Saturday, October 17, 2009

leftovers

Once the fall/winter hits, I like to make a lot of soup. And I've learned that the best soup is soup made from homemade stock/broth. So I end up making homemade chicken stock probably every other weekend or sometimes more often. It's a really enjoyable process for me. So super simple, super cheap, and I get about 12~16 C of stock out of one chicken, and a whole poached chicken to use in anything and everything. Problem is last time I made it I ended up with a ton of chicken meat that I ended up throwing away because I forgot to use it. So this week I was determined to make good use of my chicken. Tonight, we had one of our favorites, black bean pie, but I changed things up a bit. I made the portions smaller and made 2 small ones instead of 1 big one (my theory is if there's a whole one left over, I won't want to cut into it, but if there's half of a big one left over, I'll be more tempted to get seconds) so we could have a good lunch when we get home from church tomorrow. And of course, this time I added chicken. And honestly, I only used 1 shredded chicken breast for the whole meal and I felt like there was plenty. Might have something to do with all of the black beans in the dish, but I didn't feel like it was missing any meaty-ness. So give this a try at home. Our whole family loved it! And, like I said, I have a whole one waiting for me to eat it when I get home from church tomorrow:)

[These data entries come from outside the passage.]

PR #113, opened 2021-08-04
add bin script to auth0-simulator so it can be started via npx

dagda1:


taras (changes requested):
I love this idea. I was thinking yesterday that it would be nice for people to be able to start auth0 simulator by itself without worrying about simulacrum. This PR accomplishes just that. 

I got confused for a minute because the changes the the README updated the name of the package, but not the rest of the content which needs to be updated to match a different workflow. 

auth0-simulator starts the simulator by calling the GraphQL mutation so technically we can skip all of that. We need to make that clearer. I'll suggest a different structure in comments.

taras:
```md
## Table of Contents

- [Auth0 simulator](#auth0-simulator)
  - [Table of Contents](#table-of-contents)
  - [Quick Start](#quick-start)
    - [Standalone](#standalone)
    - [Programmatically](#programmatically)
  - [Configuration](#configuration)
    - [Options](#options)
    - [Services](#services)
  - [Rules](#rules)
  - [Endpoints](#endpoints)

Please read the [main README](../../README.md) for more background on simulacrum.

The auth0 simulator has been initially written to mimic the responses of a real auth0 server that is called from auth0 client libraries like [auth0/react](https://auth0.com/docs/quickstart/spa/react/01-login) and [auth0-spa-js](https://github.com/auth0/auth0-spa-js) that use the OpenID [authorization code flow](https://developer.okta.com/docs/concepts/oauth-openid/).

If this does not meet your needs then please create a GitHub issue to start a conversation about adding new OpenID flows.

## Quick Start

### Standalone

The easiest way to run the Auth0 Simulator is with `npx auth0-simulator`. 

[Interally](src/start.ts), it will make an API call to Simulacrum to start the simulator.

- ### GraphQL
+ ### Programatically

This is how you'd integrate the simulator into your test harness because it'll allow you to start and restart the server from a helper in your tests.  
```

dagda1:
> auth0-simulator starts the simulator by calling the GraphQL mutation so technically we can skip all of that. We need to make that clearer. I'll suggest a different structure in comments.

It only starts the simulacrum sever actually, `createSimulation` is not called and I don't think you want to if you think about running from cypress tests.

I'm definitely open to other opinions on this one though of a better way.  It would be great to not even know about graphql as that is a barrier for entry.

taras:
@dagda1 right, I see what you mean. This opens a bit of a can of worms. I'm afraid that without some additional functionality, this might end up more confusing.

It might be confusing because, without additional feedback in their CLI command, they might think that the simulation server is auth0. We should wait for others to give their opinions, but if we do add more functionality to this CLI then we might want something like this.

```
$ npx auth0-simulator
Started Simulacrum simulation server on HTTP://locahost:${port}. 
GraphiQL interface is running on HTTP://locahost:${port}/graphql.

To start auth0 simulator send the following mutation to GraphQL server.

mutation CreateSimulation {
 createSimulation(simulator: "auth0",
  options: {
    options:{
      audience: "[your audience]",
      scope: "[your scope]",
      clientId: "[your client-id]"
    },
    services:{
      auth0:{
        port: 4400
      }
    }
  }) {
    id
    status
    services {
      url
      name
    }
  }
}
```

To start auth0-simulator while starting the CLI,

```
$ npx auth0-simulator start
Started Simulacrum simulation server on HTTP://locahost:4000. 
GraphiQL interface is running on HTTP://locahost:4000/graphql.

auth0-simulator was started on https://localhost:1234
```

taras (approved):
🔥

cowboyd (approved):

*of course, if you don't have small baking dishes like these, make one large one in a 9-inch spring form pan. You'll need flour tortillas, though, since you'll never find corn tortillas big enough.

Black Bean and Chicken Pie
makes 2 2-person servings (2 for dinner tonight, and 2 for your lunch tomorrow)

2 cans black beans, drained and rinsed
1 can corn, drained, or 1 10 oz package frozen corn
8 corn tortillas, trimmed to the size of the baking dish
2 C cheddar cheese
4 scallions, sliced thin
1 onions, coarsely chopped
bunch of cilantro, chopped
1 poached chicken breast, shredded (you could use a rotisserie chicken, of course)
2 t cumin
1 t chili powder
canola oil
salt and pepper to taste
1/4 C ~ 1/2 C chicken stock
  1. Preheat oven to 400°F.
  2. In a deep skillet, cook onions, cumin, chili powder, and salt and pepper to taste in 1 T oil. Cook, stirring often, until soft. Add black beans and stock and simmer for about 5 minutes. Add chicken and corn and heat through. Set aside.
  3. Place one tortilla on the bottom of each baking dish, and place about 1/4 C ~ 1/3 C of the black bean mixture on top and smooth out. Sprinkle with 1/2 T scallions, as much or as little cilantro as you like, and about 3 T of cheese. Place another tortilla on top, and repeat until all 4 tortillas are layered in each dish. I topped mine with the tortilla trimmings, just for fun.
  4. Bake in the oven for 10~15 minutes, or until cheese is bubbly and browned. Sprinkle with extra scallions and cilantro before serving.
Serve with salsa, sour cream (or greek yogurt), and/or avocados

1 comment:

Liz said...

You may not even do this blog anymore. Just wanted you to know we really like this recipe. It made 2 9" pies for us.